§ PROBLEM TO SOLVE:
Beginning with the first line of the data below, set down each line exactly through the line that contains "3. The first".

§ PROVIDED RECORDS:
PR #4047, opened 2019-07-23
Issue 4046: (SegmentStore) Segment Container Recovery bug with partial operations

### LINKED ISSUE #4046: Recovery fails with DataCorruptionException if an operation was only partially written to Tier 1
**Problem description**
Consider this scenario:
1. We need to write a large operation that does not fit into a single Tier 1 write.
2. The operation is split across two `DataFrame`s (or more)
3. The first `DataFrame` makes it to Tier 1, but not the second one (because Tier 1 crashed or the host process crashed or whatever other reason)
4. The Container recovers - all is OK; the above operation is ignored.
5. More operations are written to the log in this container.
6. The Container fails over again.
7. Subsequent recovery fails with `DataCorruptionException` on the partially written operation (which should have been ignored).
8. The Container enters 'Offline` mode (due to a perceived corruption during recovery) and becomes unusable - manual intervention is needed to bootstrap it.

**Problem location**
Somewhere in `DurableLog`, `RecoveryProcessor` or beneath.

Fix whatever recovery bug is there.

andreipaduroiu:
**Change log description**  
- Fixed a bug in `DataFrameInputStream` where it was possible to skip over (parts of) a valid operation if the previous operation was only partially committed to Tier 1.

**Purpose of the change**  
Fixes #4046.

**What the code does**  
- The `DataFrameInputStream` provides an InputStream-like interface on top of `DataFrame Entries`  that make up the Tier 1 `DurableDataLog`. Every call to `DataFrameInputStream.read` may either read from the currently loaded `DataFrameEntry` or fetch another one (via `fetchNextEntry`).
- However, in certain exceptional cases (such as when an Operation has been split but only one part was successfully written to Tier 1 (BK or Segment Store crashed), we may have had to request more DataFrameEntries in order to figure out the situation (which means we may have also read part of the next (valid) operation). When this happens, we notify the upstream code (via a `RecordResetException`) and set ourselves in a state where we can only proceed once that upstream code has recovered from this situation and is ready to begin reading the item (via  `beginRecord`).
 - The upstream code is `VersionedSerializer`, which wraps this in a `BoundedInputStream` (bounded for each `DataFrameRecord` (i.e., Operation)) with a bound set to its initial serialization length. It further wraps it in `RevisionDataInputStream` (one such per revision of the code).
    - In normal conditions, it is ok for the `RevisionDataInputStream` to request a `skip` of a number of bytes - this happens in case of forward compatibility (older code reads data serialized in newer format), so `skip` must be a valid operation.
    - However, in an exceptional case, such as when `RecordResetException` is thrown, the `BoundedInputStream` skips over to its "perceived" end of the record. However, for a partially commited operation, that "end of the record" is way past the last written byte of that operation (since we haven't committed the second part); it may be in the middle of the next operation or even beyond.
    - This would cause the `DataFrameInputStream` to erroneously jump to the middle of another record or even past it, which is a sure cause for a `DataCorruptionException`.
- As such, we need a way to "freeze" the `DataFrameInputStream` until the upstream code can tell us it is ready to proceed. Such a state is already codified in the `prefetchedEntry`, so all we need to do is block reads and skips (skips by default invoke `read`) if this flag is set to true.

**How to verify it**  
Unit tests updated to verify behavior.
New unit test for `DurableLog` that verifies the scenario used to reproduce the issue initially.

### DIFF
--- a/segmentstore/server/src/main/java/io/pravega/segmentstore/server/logs/DataFrameInputStream.java
+++ b/segmentstore/server/src/main/java/io/pravega/segmentstore/server/logs/DataFrameInputStream.java
@@ -42,6 +42,22 @@ public class DataFrameInputStream extends InputStream {
     @Getter
     private boolean closed;
     private boolean hasReadAnyData;
+    /**
+     * The {@link DataFrameInputStream} provides an {@link InputStream}-like interface on top of
+     * {@link DataFrame.DataFrameEntry} instances that make up the {@link DurableDataLog}. Every call to {@link #read} may
+     * either read from the currently loaded {@link DataFrame.DataFrameEntry} or fetch another one ({@link #fetchNextEntry()}.
+     *
+     * However, in certain exceptional cases (such as when an Operation has been split but only one part was successfully
+     * written to the {@link DurableDataLog}), we may have had to request more {@link DataFrame.DataFrameEntry} instances
+     * in order to figure our the situation (which means we may have also read part of the next (valid) operation). When
+     * this happens, we need to notify the upstream code (via a {@link RecordResetException}) and set ourselves in a state
+     * where we can only proceed once that upstream code has recovered from this situation and is ready to begin reading
+     * the next item ({@link #beginRecord}.
+     *
+     * Upstream code may wrap this instance in other types of {@link InputStream}s which may invoke {@link #skip} when
+     * closed (for exceptional cases). We need to make sure we don't skip over bytes that may actually be needed, while
+     * at the same time do support {@link #skip} for other, valid cases.
+     */
     private boolean prefetchedEntry;
 
     //endregion
@@ -77,6 +93,8 @@ public class DataFrameInputStream extends InputStream {
     @Override
     @SneakyThrows(DurableDataLogException.class)
     public int read() throws IOException {
+        Preconditions.checkState(!this.prefetchedEntry,
+                "Cannot read or skip from a prefetched entry without prior calling beginRecord().");
         while (!this.closed) {
             int r = this.currentEntry.getData().read();
             if (r >= 0) {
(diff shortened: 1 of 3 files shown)


segmentstore/server/src/test/java/io/pravega/segmentstore/server/logs/DurableLogTests.java
```diff
@@ -1033,6 +1034,68 @@ public void testRecoveryWithMetadataCleanup() throws Exception {
...
+        @Cleanup
+        ContainerSetup setup = new ContainerSetup(executorService());
+        @Cleanup
+        DurableLog dl1 = setup.createDurableLog();
+        dl1.startAsync().awaitRunning();
+        Assert.assertNotNull("Internal error: could not grab a pointer to the created TestDurableDataLog.", setup.dataLog.get());
+        val segmentId = createStreamSegmentsWithOperations(1, dl1).stream().findFirst().orElse(-1L);
+
+        // Part of this operation should fail.
+        ErrorInjector<Exception> aSyncErrorInjector = new ErrorInjector<>(
```
fpj: `aSyncErrorInjector` -> `asyncErrorInjector`

segmentstore/server/src/main/java/io/pravega/segmentstore/server/logs/DataFrameInputStream.java
```diff
@@ -77,6 +93,8 @@ public void close() {
     @Override
     @SneakyThrows(DurableDataLogException.class)
     public int read() throws IOException {
+        Preconditions.checkState(!this.prefetchedEntry,
+                "Cannot read or skip from a prefetched entry without prior calling beginRecord().");
```
fpj: Please replace with:

> Must call beginRecord() before reading or skipping from a prefetched entry.

segmentstore/server/src/main/java/io/pravega/segmentstore/server/logs/DataFrameInputStream.java
```diff
@@ -96,6 +114,8 @@ public int read() throws IOException {
     @Override
     @SneakyThrows(DurableDataLogException.class)
     public int read(byte[] buffer, int index, int length) throws IOException {
+        Preconditions.checkState(!this.prefetchedEntry,
+                "Cannot read or skip from a prefetched entry without prior calling beginRecord().");
```
fpj: Please replace with:

> Must call beginRecord() before reading or skipping from a prefetched entry.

§ EXERCISE RESPONSE:
PR #4047, opened 2019-07-23
Issue 4046: (SegmentStore) Segment Container Recovery bug with partial operations

### LINKED ISSUE #4046: Recovery fails with DataCorruptionException if an operation was only partially written to Tier 1
**Problem description**
Consider this scenario:
1. We need to write a large operation that does not fit into a single Tier 1 write.
2. The operation is split across two `DataFrame`s (or more)
3. The first `DataFrame` makes it to Tier 1, but not the second one (because Tier 1 crashed or the host process crashed or whatever other reason)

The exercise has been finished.